Task directions:
Retype the whole listing, character for character.

The data:
Issue #18664, opened 2019-06-06
Replace StatusItemView implementation with [NSStatusItem button]


MarshallOfSound:
Now that we have a supported platform list of >= 10.10 we can use the `[NSStatusItem button]` instead of the hacks and tricks we use currently.

DeerMichel:
# Tray Migration for macOS Catalina

Docs: https://electronjs.org/docs/api/tray  

`statusItem: NSStatusItem`

## Instance Methods

- `destroy`
  * not tested, but shouldnt be a problem
- `setImage`
  * works via `[[statusItem button] setImage]`
- `setPressedImage`
  * works via `[[statusItem button] setAlternateImage]`
- `setToolTip`
  * works via `[[statusItem button] setToolTip]`
- `setTitle`
  * works via `[[statusItem button] setTitle]`
  * icon & text position needs to be set using `[[statusItem button] setImagePosition]`
- `getTitle`
  * works via `[[statusItem button] title]`
- `setHighlightMode`
  * i have no idea... 
  * there is no custom draw function anymore, maybe drop support for this func? or worth finding a custom solution which might break again in future macOS versions?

Response box:
Issue #18664, opened 2019-06-06
Replace StatusItemView implementation with [NSStatusItem button]


MarshallOfSound:
Now that we have a supported platform list of >= 10.10 we can use the `[NSStatusItem button]` instead of the hacks and tricks we use currently.

DeerMichel:
# Tray Migration for macOS Catalina

Docs: https://electronjs.org/docs/api/tray  

`statusItem: NSStatusItem`

## Instance Methods

- `destroy`
  * not tested, but shouldnt be a problem
- `setImage`
  * works via `[[statusItem button] setImage]`
- `setPressedImage`
  * works via `[[statusItem button] setAlternateImage]`
- `setToolTip`
  * works via `[[statusItem button] setToolTip]`
- `setTitle`
  * works via `[[statusItem button] setTitle]`
  * icon & text position needs to be set using `[[statusItem button] setImagePosition]`
- `getTitle`
  * works via `[[statusItem button] title]`
- `setHighlightMode`
  * i have no idea... 
  * there is no custom draw function anymore, maybe drop support for this func? or worth finding a custom solution which might break again in future macOS versions?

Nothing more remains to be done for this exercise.